La deuxième, se concentre autour du dispositif « Rêve Elle Toi », où je suis en charge des BPI (bénéficiaires d’une protection internationale) et des primo-arrivants (étrangers en situation régulière), qui sont orientés vers nous par des prescripteurs locaux. Ce dispositif a pour but l’accompagnement vers l’insertion professionnelle. On y donne des cours de FLE (Français Langue Étrangère) et de numérique, préparés très étroitement, afin de créer de la cohérence au niveau des apprentissages et obtenir ainsi une meilleure cohésion.
Pour cela, j’ai construit tout un programme de formation avec des bilans intermédiaires et finaux afin de suivre les évolutions de chaque usager. Je crée également du contenu visuel et ludique adaptés aux différents contextes.
En équipe, nous agissons sur ces deux secteurs de façon totalement transversale. En effet, nous prenons toutes les décisions de manière collégiale. Nous échangeons énormément autour des différents dossiers afin que notre accompagnement soit le plus complet possible.
Enfin, j’interviens en soutien des autres salariés de la structure, qui compte aujourd’hui neuf employés.
Auprès de quel public interviens-tu ?
Auprès d’un public allophone, la problématique de base étant vraiment le langage. Il n’y a pas de profil type : familles, personnes isolées, etc. C’est assez hétéroclite, cependant nous visons une fréquentation de 70% de femmes pour 30% d’hommes pour le dispositif « Rêve Elle Toi».
De quel matériel disposes-tu au quotidien ?
Je dispose de tableaux interactifs, d’un ordinateur pour la préparation de mes cours, et enfin d’une dizaine d’ordinateurs Pin 40, mis à disposition des usagers durant les formations, et qui leur seront remis en dotation à la fin de leur parcours numérique.
Quel est le ressenti des usagers ?
C’est une réelle chance pour eux, ils ressentent beaucoup de gratitude à notre égard. Ils ont l’impression qu’à travers ce savoir, on leur offre un peu « le monde », et surtout la possibilité de s’intégrer durablement sur le territoire. La dématérialisation des démarches est un frein pour les demandeurs d’asile, car il y a une fracture numérique très importante, avec une forte barrière de la langue. C’est une double peine pour eux et nous sommes là pour leur venir en aide. La partie administrative est vraiment notre cheval de bataille, et nous nous battons tous les jours, en équipe, pour la rendre accessible au plus grand nombre.

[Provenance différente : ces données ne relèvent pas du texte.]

Issue #3478, opened 2025-03-25
[FEATURE] Calcite Engine: Support timestamp type


qianheng-aws:
**Is your feature request related to a problem?**
OpenSearch timestamp type is different from other databases including Calcite.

Comment fais-tu pour rentrer en contact avec les usagers ?
Nos journées commencent par des transmissions dans nos locaux administratifs. Tous les matins, l’équipe se rejoint au complet et fait le point sur les dossiers en cours. C’est également le moment où les usagers viennent chercher leur courrier. C’est donc là, que nous nous croisons, que nous échangeons et que se créé du lien. Ma mission principale : les motiver et leur montrer ce qu’ils ont à y gagner. C’est d’ailleurs pour cela que les formations doivent être extrêmement ludiques, afin de ne pas les perdre en chemin.
Ton ressenti sur ton poste, sur les publics rencontrés ?
Ce travail représente tout ce dont je rêvais et je m’épanouie totalement dans chacune de mes missions. Je me trouve très chanceuse de faire partie de cette structure, de cette équipe. On me donne énormément de moyens, et la liberté de faire ce que j’estime nécessaire, à partir du moment où c’est pertinent et dans un but pédagogique. Il y a beaucoup de bienveillance et de confiance entre nous.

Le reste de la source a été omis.